_Records to process_
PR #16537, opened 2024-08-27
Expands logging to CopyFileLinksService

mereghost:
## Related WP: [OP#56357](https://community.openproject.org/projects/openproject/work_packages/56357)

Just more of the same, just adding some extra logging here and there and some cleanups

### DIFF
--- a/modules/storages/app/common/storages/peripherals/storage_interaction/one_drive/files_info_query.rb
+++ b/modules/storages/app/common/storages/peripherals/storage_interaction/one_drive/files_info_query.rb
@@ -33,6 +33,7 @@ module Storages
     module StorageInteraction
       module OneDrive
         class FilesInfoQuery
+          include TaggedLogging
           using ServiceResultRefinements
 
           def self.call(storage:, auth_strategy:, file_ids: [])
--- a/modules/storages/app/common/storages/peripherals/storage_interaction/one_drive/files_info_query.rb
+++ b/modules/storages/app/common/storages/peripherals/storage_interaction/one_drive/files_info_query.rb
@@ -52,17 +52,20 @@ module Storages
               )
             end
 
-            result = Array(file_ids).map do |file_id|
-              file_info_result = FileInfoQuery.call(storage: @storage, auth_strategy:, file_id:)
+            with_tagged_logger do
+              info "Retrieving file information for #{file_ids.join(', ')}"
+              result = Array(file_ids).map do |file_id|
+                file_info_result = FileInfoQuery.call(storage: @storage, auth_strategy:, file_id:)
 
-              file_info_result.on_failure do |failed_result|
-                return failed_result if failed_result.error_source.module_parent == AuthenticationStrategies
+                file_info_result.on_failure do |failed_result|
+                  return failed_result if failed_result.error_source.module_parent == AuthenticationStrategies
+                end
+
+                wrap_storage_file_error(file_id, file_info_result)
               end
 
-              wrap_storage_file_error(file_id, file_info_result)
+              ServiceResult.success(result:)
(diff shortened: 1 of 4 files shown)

_What you are asked to do_
Print every record exactly, so that each word matches what is written above.

_Reply_
PR #16537, opened 2024-08-27
Expands logging to CopyFileLinksService

mereghost:
## Related WP: [OP#56357](https://community.openproject.org/projects/openproject/work_packages/56357)

Just more of the same, just adding some extra logging here and there and some cleanups

### DIFF
--- a/modules/storages/app/common/storages/peripherals/storage_interaction/one_drive/files_info_query.rb
+++ b/modules/storages/app/common/storages/peripherals/storage_interaction/one_drive/files_info_query.rb
@@ -33,6 +33,7 @@ module Storages
     module StorageInteraction
       module OneDrive
         class FilesInfoQuery
+          include TaggedLogging
           using ServiceResultRefinements
 
           def self.call(storage:, auth_strategy:, file_ids: [])
--- a/modules/storages/app/common/storages/peripherals/storage_interaction/one_drive/files_info_query.rb
+++ b/modules/storages/app/common/storages/peripherals/storage_interaction/one_drive/files_info_query.rb
@@ -52,17 +52,20 @@ module Storages
               )
             end
 
-            result = Array(file_ids).map do |file_id|
-              file_info_result = FileInfoQuery.call(storage: @storage, auth_strategy:, file_id:)
+            with_tagged_logger do
+              info "Retrieving file information for #{file_ids.join(', ')}"
+              result = Array(file_ids).map do |file_id|
+                file_info_result = FileInfoQuery.call(storage: @storage, auth_strategy:, file_id:)
 
-              file_info_result.on_failure do |failed_result|
-                return failed_result if failed_result.error_source.module_parent == AuthenticationStrategies
+                file_info_result.on_failure do |failed_result|
+                  return failed_result if failed_result.error_source.module_parent == AuthenticationStrategies
+                end
+
+                wrap_storage_file_error(file_id, file_info_result)
               end
 
-              wrap_storage_file_error(file_id, file_info_result)
+              ServiceResult.success(result:)
(diff shortened: 1 of 4 files shown)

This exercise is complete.